START Excerpted records
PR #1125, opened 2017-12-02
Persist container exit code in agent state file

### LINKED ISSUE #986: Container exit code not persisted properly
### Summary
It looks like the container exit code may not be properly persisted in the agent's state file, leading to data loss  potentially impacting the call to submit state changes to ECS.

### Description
END Excerpted records
▸ **Exercise aim**:
Within the entries, count the lines containing the string "properly" and state nothing but the result.

▸ **Result for this exercise**:
2